Two silhouetted figures on a slope; one pushes a large green sphere uphill, while the other lightly kicks a small green ball downhill against a gray grid background.
Credit: rizalvector / Adobe Stock / Pavle Matic / Vecteezy / Sarah Soryal
Key Takeaways
  • When a busy schedule left behavioral scientist Danny Kenny with no free time, the scarcity brought his priorities into sharp focus.
  • The experience helped him develop the concept of “Value-Aligned Productivity,” which involves aligning your work with your core values.
  • For Kenny, real productivity isn’t just about doing more — it’s about knowing why you’re doing it.
Sign up for Big Think on Substack
The most surprising and impactful new stories delivered to your inbox every week, for free.
This essay was adapted with permission from Danny Kenny's Substack, Seeking Wisdom, which you can read here.

The day I accomplished more in 6 hours than I had in entire weeks of work was the day I realized everything I knew about productivity was wrong.

During my PhD, I found myself working one full-time job plus five part-time gigs (bartending, TA for two classes, assistant for the HDR office, and, only in Australia, delivering the school’s tea service for longer classes) while studying full-time in order to raise $22,000 for one semester’s tuition. And I had two semesters left to go.

My schedule, unsurprisingly, was compressed to a breaking point. I would wake up early, work late after finishing one or more of my jobs, and weekend breaks were a myth.

The surprising part? In the mere 15 to 20 hours I had left for my PhD work each week, I was accomplishing twice as much as when I had 40+ hours available in the years prior.

Scarcity had created clarity. With so little time available, I became ruthlessly focused on what would move the needle. Everything else was stripped away. There was no time for second-guessing or procrastination — only the essential remained.

Saturdays became my heavy work day: Wake up at 7 a.m., meet my friend at the gym at 7:30, sit down for coffee, breakfast, and work at 9, knock out a few 120-minute focused sessions, change locations (I am a notorious café hopper) to keep it fresh, and usually end my day around 5 p.m. with an insane amount of articles read, notes written, and next steps laid out.

In contrast, when I first started the PhD and had all the time in the world to focus, I tracked my progress by counting deep work sessions — tallying each 25-minute focused block.
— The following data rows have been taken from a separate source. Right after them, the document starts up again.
PR #676, opened 2025-10-13
Add multi mode encoding

### LINKED ISSUE #585: Mixed Mode QR code
## Type of issue
[ ] Bug  
[X] Question (e.g. about handling/usage)  

## Expected Behavior

Hi, I just have question for how to generate a QR code.
I have requirement that the generated QR code should be Version 2 and ECC Q.
I know the limited data length is 29, but my data length is 30.
However, my data looks like this:  1X1234567890123456789012345:XX
in this case, I think i can split it to 3 different parts using different encode mode.
like: 1X -- Alpha Numeric
        1234567890123456789012345  -- Numeric
       :XX -- AlphaNumeric
 this should work in this case.

But I'm not sure is it possible to do this?

Shane32:
This PR includes a basic algorithm for producing multi-mode QR codes.  It is only activated when a QR code is created with default settings (apart from ECC level) and does not contain characters outside the Latin-1 character set.

The _benchmarks_ below for CreateQRCodeMultiMode demonstrate if the 'after' code produced the same version (size) QR code.  So in that example there is no net benefit to the user.

The _sample_ below shows how fewer bits encoded may produce a smaller QR code, which would both encode and render faster.

This PR does not include any code to automatically increase the ECC level if there are extra bits available to do so.

## Before

| Method                | Mean        | Error     | StdDev    | Gen0   | Allocated |
|---------------------- |------------:|----------:|----------:|-------:|----------:|
| CreateQRCode          |    59.53 us |  1.181 us |  2.358 us | 0.1831 |   4.02 KB |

At first, this input-focused approach helped build the focus muscle, slowly building to 90 minutes of pure, focused flow time.

But eventually, I had to ask: What was all this productivity actually producing? Sure, I was putting time on the calendar, but was I moving the needle? Was I actually getting closer to producing a written thesis?

The answers were all a resounding no. And it took adding 60 hours of real job(s) to my calendar to finally do something about it.

This is the hollow chase that traps so many of us: We optimize our systems, track our metrics, implement the latest productivity hack to pursue recognition — all while avoiding the harder question of whether we’re moving efficiently in the entirely wrong direction.

Now that I work in consulting, I find this focus even harder to maintain. Work, social life, identity, building my own business, and sales all blur together. The clear boundaries have disappeared, and with them, the clarity of purpose that had made those limited PhD hours so productive.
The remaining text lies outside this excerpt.